3. **Configure Environment Variables:**
   - You need to set up cloud provider secrets in your `.env`. At a minimum, you will need an OpenAI key.
   - The framework currently supports PostgreSQL (locally), pgvector and Qdrant with plans to extend coverage.

## Key Features

- **🚀 Rapid Deployment**: Facilitates a smooth setup and development of production-ready RAG systems.
- **⚖️ Flexible Standardization**: `Ingestion`, `Embedding`, and `RAG` with proper `Observability`.
- **🧩 Easy to modify**: Provides a structure that can be extended to deploy your own custom pipelines.
- **📦 Versioning**: Ensures your work remains reproducible and traceable through version control.
- **🔌 Extensibility**: Enables a quick and robust integration with various VectorDBs, LLMs and Embeddings Models.
- **🤖 OSS Driven**: Built for and by the OSS community, to help startups and enterprises to quickly build with RAG.
- **📝 Deployment Support**: Available to help you build and deploy your RAG systems end-to-end.

## Core Abstractions

The framework primarily revolves around three core abstractions:

- The **Ingestion Pipeline**: Facilitates the preparation of embeddable 'Documents' from various data formats (json, txt, pdf, html, etc.). The abstraction can be found in [`ingestion.py`](r2r/core/pipelines/ingestion.py).

- The **Embedding Pipeline**: Manages the transformation of text into stored vector embeddings, interacting with embedding and vector database providers through a series of steps (e.g., extract_text, transform_text, chunk_text, embed_chunks, etc.). The abstraction can be found in [`embedding.py`](r2r/core/pipelines/embedding.py).

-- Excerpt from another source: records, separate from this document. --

PR #1463, opened 2020-03-13
Theme revamp - part 2: Schema refactor

glennsl:
Refactors the ColorTheme API to (more or less) use the same `Schema` mechanism as introduced in #1436, as well as some other minor refinements.

### DIFF
--- a/src/UI/Tab.re
+++ b/src/UI/Tab.re
@@ -47,16 +47,13 @@ module Styles = {
         };
 
       if (isHovered) {
-        (
+        let color =
           isGroupFocused
-            ? Colors.unfocusedHoverBackground : Colors.hoverBackground
-        ).
-          tryGet(
-          theme,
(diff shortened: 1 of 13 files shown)


src/UI/Tab.re
```diff
@@ -62,9 +65,12 @@ module Styles = {
...
         } else {
-          theme#tryColor(
+          (
             isGroupFocused
-              ? Colors.activeBorderTop : Colors.unfocusedActiveBorderTop,
+              ? Colors.activeBorderTop : Colors.unfocusedActiveBorderTop
+          ).
+            tryGet(
+            theme,
           )
```
glennsl: Jesus christ `refmt`...

glennsl: The philosophy of `refmt`: Why use 2 lines when you can use 7!?

PR #1469, opened 2020-03-14
CI: Try removing ASAN

bryphe:
...see if the `-fsanitize=address`/`-lasan` is causing the linker failure on CI

### DIFF
--- a/integration_test/dune
+++ b/integration_test/dune
@@ -39,7 +39,6 @@
     (libraries
         libvim
         Oni_IntegrationTestLib
-        reason-native-crash-utils.asan
             ))
 
 (install


glennsl:
I picked #1467 over this, but keeping this open just in case.

bryphe:
Sounds good @glennsl ! #1467 would be preferred since it keeps ASAN around 👍 

And we have validation of running the app (at least the `--checkhealth` run) on both 16.04/18.04 - so we still have some coverage that the app runs on 16.04. Thanks for bringing it in!

bryphe:
Obsoleted by #1467

PR #1476, opened 2020-03-16
Bugfix: bring back the insert mode cursor

glennsl:
Removed in #1464. I don't know what I was thinking and the QA department is on vacation...


glennsl:
The link error on Ubuntu is back, but I'm a rebel so I'll merge anyway :metal:

PR #9226, opened 2018-05-08
Install script updates

ghost:
**We should discuss this update:**
Adding the unsupported/unadvertised parameter: "RIDOSName"

**Other updates:**
Standardizing quotes in a conditional.
Removing superfluous method parameters.
Use lowercase with asset substrings as assets are lowercase.


kasper3:
Might be a good idea to integrate that shell checker linting in CI https://github.com/koalaman/shellcheck/wiki/Integration.
`shellcheck -f checkstyle` format is Jenkins compatible: https://github.com/koalaman/shellcheck/issues/20

PR #9279, opened 2018-05-15
MSBuild 15.8.61

AndyGerlicher:
This change removes our NuGet resolver in favor of an xml file manifest (in `Microsoft.Build.Runtime`) pointing to `Microsoft.Build.NuGetSdkResolver.dll` (next to `MSBuild.dll`) which is included with NuGet now. Removes the only direct compile-time dependency MSBuild had on NuGet.


AndyGerlicher:
@dotnet-bot test this please

AndyGerlicher:
@livarcocc think this should be good to go.

Issue #9289, opened 2018-05-16
global tools install transient failure


wli3:
This is a flaky error need to investigate.

wli3:
Because we deleted .stage folder when it is empty? But directory.create will create the subfolder regardless if there is a missing parent folder

PR #9313, opened 2018-05-18
Add retry when Directory.Move

wli3:
> Link to GitHub issue for open source changes  

https://github.com/dotnet/cli/issues/9289

> Link to GitHub dotnet:release/[version] pull request (see Git Prepping a PR from the Release Branch) 

https://github.com/dotnet/cli/pull/9313

> ProjectK TFS bug and changeset for closed source changes (security fix, package authoring, etc) 

N/A 

> Describe the issue and how it manifests to the customer. 

When running uninstall and then install on Windows. Due to global tools use Directory.Move underneath, there is a chance the indexer or the antivirus collided (had a handle still open on the prior name). And the installation/uninstalling will fail with access denied error.

> What is the impact on the customer?
 
This impact the producers most. During producer’s test, it is likely they will uninstall and install their tools several times. And the frequency of seeing this error varies machine by machine.

> Are there changes that cannot be made in GitHub? (security fixes, etc) 

No

> Characterize potential risks introduced by the fix. 

Low risk. Try action on failure. And Directory.Move, File.Move is atomic. Once it fails it can be retired.

> Does the change alter existing behaviors? (return values or types, error messages or exceptions, etc. In 
other words, is this a build-to-build breaking change?) 

No

 >> What changed?
>> What will teams need to do to respond?
>> Once check-in is approved send breaking change mail to netcorebreak

> Code reviewers:

> What testing has been completed? 

manual test

> Which platforms are impacted? (Linux | Mac | Windows) 

Windows

> Effected binaries and packages (exact name)

dotnet.dll, Microsoft.DotNet.Cli.Utils.dll

------------

Why check 0x80070005 on IOException
This error is the exact error thrown. It is just an IOException. The only way to detect that is by HResult.

Why don’t use the function above -- RetryOnFileAccessFailure?
RetryOnFileAccessFailure is async. And also in this case, it is awaiting a void. There is some gotcha around it. Since it is so close to release, I choose the safer way. And RetryOnFileAccessFailure ‘s exception is not specific. UnauthorizedAccessException is likely a real error for user to handle for –-tool-path.
 
Tested with 100 times tight loop. No error

### DIFF
--- a/src/Microsoft.DotNet.Cli.Utils/FileAccessRetryer.cs
+++ b/src/Microsoft.DotNet.Cli.Utils/FileAccessRetryer.cs
@@ -50,13 +50,14 @@ namespace Microsoft.DotNet.Cli.Utils
         }
 
         /// <summary>
-        /// Run Directory.Move and File.Move in Windows has a chance to get IOException with HResult 0x80070005. But this error is transient.
+        /// Run Directory.Move and File.Move in Windows has a chance to get IOException with
+        /// HResult 0x80070005 due to Indexer. But this error is transient.
         /// </summary>
         internal static void RetryOnMoveAccessFailure(Action action)
         {
             const int ERROR_HRESULT_ACCESS_DENIED = unchecked((int)0x80070005);
-            int nextWaitTime = 1000;
-            int remainRetry = 3;
+            int nextWaitTime = 10;
+            int remainRetry = 10;
 
             while (true)
             {
@@ -68,7 +69,7 @@ namespace Microsoft.DotNet.Cli.Utils
                 catch (IOException e) when (e.HResult == ERROR_HRESULT_ACCESS_DENIED)
                 {
                     Thread.Sleep(nextWaitTime);
-                    nextWaitTime *= 10;
+                    nextWaitTime *= 2;
                     remainRetry--;
                     if (remainRetry == 0)
                     {
--- a/src/Microsoft.DotNet.Cli.Utils/FileAccessRetryer.cs
+++ b/src/Microsoft.DotNet.Cli.Utils/FileAccessRetryer.cs
@@ -3,6 +3,7 @@
 
 using System;
 using System.IO;
+using System.Threading;
 using System.Threading.Tasks;
 
 namespace Microsoft.DotNet.Cli.Utils
@@ -44,6 +45,35 @@ namespace Microsoft.DotNet.Cli.Utils
                     await Task.Delay(sleepDuration);
 
                     continue;
+                }
+            }
+        }
+
+        /// <summary>
+        /// Run Directory.Move and File.Move in Windows has a chance to get IOException with HResult 0x80070005. But this error is transient.
+        /// </summary>
+        internal static void RetryOnMoveAccessFailure(Action action)
+        {
+            const int ERROR_HRESULT_ACCESS_DENIED = unchecked((int)0x80070005);
+            int nextWaitTime = 1000;
+            int remainRetry = 3;
+
+            while (true)
+            {
+                try
+                {
+                    action();
+                    break;
+                }
+                catch (IOException e) when (e.HResult == ERROR_HRESULT_ACCESS_DENIED)
+                {
+                    Thread.Sleep(nextWaitTime);
+                    nextWaitTime *= 10;
+                    remainRetry--;
+                    if (remainRetry == 0)
+                    {
+                        throw;
+                    }
                 }
             }
         }
--- a/src/dotnet/ShellShim/ShellShimRepository.cs
+++ b/src/dotnet/ShellShim/ShellShimRepository.cs
@@ -113,7 +113,7 @@ namespace Microsoft.DotNet.ShellShim
                         foreach (var file in GetShimFiles(commandName).Where(f => _fileSystem.File.Exists(f.Value)))
                         {
                             var tempPath = Path.Combine(Path.GetTempPath(), Path.GetRandomFileName());
-                            _fileSystem.File.Move(file.Value, tempPath);
+                            FileAccessRetrier.RetryOnMoveAccessFailure(() => _fileSystem.File.Move(file.Value, tempPath));
                             files[file.Value] = tempPath;
                         }
                     }
@@ -137,7 +137,7 @@ namespace Microsoft.DotNet.ShellShim
                 rollback: () => {
                     foreach (var kvp in files)
                     {
-                        _fileSystem.File.Move(kvp.Value, kvp.Key);
+                        FileAccessRetrier.RetryOnMoveAccessFailure(() => _fileSystem.File.Move(kvp.Value, kvp.Key));
                     }
                 });
         }
--- a/src/dotnet/ToolPackage/ToolPackageInstaller.cs
+++ b/src/dotnet/ToolPackage/ToolPackageInstaller.cs
@@ -4,6 +4,7 @@ using System.IO;
 using System.Linq;
 using System.Xml.Linq;
 using Microsoft.DotNet.Cli;
+using Microsoft.DotNet.Cli.Utils;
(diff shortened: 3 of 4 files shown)


src/Microsoft.DotNet.Cli.Utils/FileAccessRetryer.cs
```diff
@@ -47,5 +48,35 @@ public static class FileAccessRetrier
...
+            while (true)
+            {
+                try
+                {
+                    action();
+                    break;
+                }
+                catch (IOException e) when (e.HResult == ERROR_HRESULT_ACCESS_DENIED)
+                {
+                    Console.WriteLine(e.ToString() + "remainRetry: " + remainRetry);
```
wli3: oops let me remove

wli3:
fix https://github.com/dotnet/cli/issues/9289

wli3:
The following can repo the root cause 

```c#
using System;
using System.IO;
using System.Threading;
 
namespace console1
{
    class Program
    {
        static void Main(string[] args)
        {
            for (int i = 1; i < 1000000; i++)
            {
                Console.WriteLine(i);
                Directory.Move(@"C:\work\test1\folder", @"C:\work\test2\folder");
                Directory.Move(@"C:\work\test2\folder", @"C:\work\test1\folder");
            }
        }
    }
}
 
 ```
result
```
 …..
….
 
5873
5874
5875
5876
dotnet : 
At line:1 char:1
+ dotnet run >> result.txt 2>&1
+ ~~~~~~~~~~~~~~~~~~~~~~~~~~~~~
    + CategoryInfo          : NotSpecified: (:String) [], RemoteException
    + FullyQualifiedErrorId : NativeCommandError
 
Unhandled Exception:
 
System.IO.IOException: Access to the path 'C:\work\test1\folder' is denied.
   at System.IO.FileSystem.MoveDirectory(String sourceFullPath, String destFullPath)
   at System.IO.Directory.Move(String sourceDirName, String destDirName)
   at console1.Program.Main(String[] args) in C:\Users\wul\Documents\console1\Program.cs:line 14
 
```

File: src/Microsoft.DotNet.Cli.Utils/FileAccessRetryer.cs [hunk 2]
```diff
@@ -47,5 +48,34 @@ public static class FileAccessRetrier
                 }
             }
         }
+
+        /// <summary>
+        /// Run Directory.Move and File.Move in Windows has a chance to get IOException with HResult 0x80070005. But this error is transient.
+        /// </summary>
+        internal static void RetryOnMoveAccessFailure(Action action)
+        {
+            const int ERROR_HRESULT_ACCESS_DENIED = unchecked((int)0x80070005);
```
wli3: Thank @tannergooding for dig this error code

src/Microsoft.DotNet.Cli.Utils/FileAccessRetryer.cs
```diff
@@ -47,5 +48,34 @@ public static class FileAccessRetrier
                 }
             }
         }
+
+        /// <summary>
+        /// Run Directory.Move and File.Move in Windows has a chance to get IOException with HResult 0x80070005. But this error is transient.
+        /// </summary>
+        internal static void RetryOnMoveAccessFailure(Action action)
```
peterhuene: Since this method no longer performs a move, could this be named `RetryOnAccessDenied`?

src/Microsoft.DotNet.Cli.Utils/FileAccessRetryer.cs
```diff
@@ -47,5 +48,34 @@ public static class FileAccessRetrier
                 }
             }
         }
+
+        /// <summary>
+        /// Run Directory.Move and File.Move in Windows has a chance to get IOException with HResult 0x80070005. But this error is transient.
```
peterhuene: Likewise the comment is out of date.

src/Microsoft.DotNet.Cli.Utils/FileAccessRetryer.cs
```diff
@@ -47,5 +48,34 @@ public static class FileAccessRetrier
...
+            {
+                try
+                {
+                    action();
+                    break;
+                }
+                catch (IOException e) when (e.HResult == ERROR_HRESULT_ACCESS_DENIED)
+                {
+                    Thread.Sleep(nextWaitTime);
+                    nextWaitTime *= 10;
```
peterhuene: Maybe a factor of 5 (thus, 1 -> 5 -> 25)? 100 seconds for the final attempt seems like it will likely complete (I'd certainly ctrl-c long before then).

src/Microsoft.DotNet.Cli.Utils/FileAccessRetryer.cs
wli3: This is wrap FIle.Move and Directory.Move., _file.system.File.Move.  I don't know a easier way to enforce that, I can only put that in name. Is there a better way to convey this idea?

It could be dangerous If we use this on Directory.Copy. If the copy is partial, some file could be duplicated

src/Microsoft.DotNet.Cli.Utils/FileAccessRetryer.cs
```diff
@@ -47,5 +48,34 @@ public static class FileAccessRetrier
...
             }
         }
+
+        /// <summary>
+        /// Run Directory.Move and File.Move in Windows has a chance to get IOException with HResult 0x80070005. But this error is transient.
+        /// </summary>
+        internal static void RetryOnMoveAccessFailure(Action action)
+        {
+            const int ERROR_HRESULT_ACCESS_DENIED = unchecked((int)0x80070005);
+            int nextWaitTime = 1000;
```
tannergooding: Why not start with something like 10ms? That, combined with a 2x back-off factor will give us ~10s to give 10 tries.

src/Microsoft.DotNet.Cli.Utils/FileAccessRetryer.cs
```diff
@@ -47,5 +48,35 @@ public static class FileAccessRetrier
...
+            {
+                try
+                {
+                    action();
+                    break;
+                }
+                catch (IOException e) when (e.HResult == ERROR_HRESULT_ACCESS_DENIED)
+                {
+                    Thread.Sleep(nextWaitTime);
+                    nextWaitTime *= 2;
```
wli3: this factor looks good?

src/Microsoft.DotNet.Cli.Utils/FileAccessRetryer.cs
```diff
@@ -47,5 +48,35 @@ public static class FileAccessRetrier
                 }
             }
         }
+
+        /// <summary>
+        /// Run Directory.Move and File.Move in Windows has a chance to get IOException with
```
wli3: @peterhuene an better idea to convey this only work for X.Move?

@nguerrera since we know this is the indexer now. I added indexer to the comment

src/Microsoft.DotNet.Cli.Utils/FileAccessRetryer.cs
tannergooding: LGTM. That gives ~10s to complete 10 retries.

peterhuene: 👍

src/Microsoft.DotNet.Cli.Utils/FileAccessRetryer.cs
peterhuene: I'm fine with the comment.

wli3:
We decide to not fix in 2.1.300 and set it to known issue. Re targeting to 2.1.4xx

wli3:
@livarcocc  need your approval for check in 2.1.4xx

PR #9315, opened 2018-05-18
LOC CHECKIN | dotnet/cli master | 20180518

v-zbsail:


peterhuene:
@livarcocc should this be targeting master?

nguerrera:
cc @tmeschter Generally, we should be merging these handbacks to whatever branch was used by loc team for the handoff. If we need another branch to be localized, we can coordinate that separately.

nguerrera:
Replaced by newer handback to master. A handback to 4xx will happen separately with handoff on July 9th and handback on July 16th.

- The **RAG Pipeline**: Works similarly to the embedding pipeline but incorporates an LLM provider to produce text completions. The abstraction can be found in [`rag.py`](r2r/core/pipelines/rag.py).

- The **Eval Pipeline**: Samples some subset of rag_completion calls for evaluation. Currently [DeepEval](https://github.com/confident-ai/deepeval) is supported. The abstraction can be found in [`eval.py`](r2r/core/pipelines/eval.py).

Each pipeline incorporates a logging database for operation tracking and observability.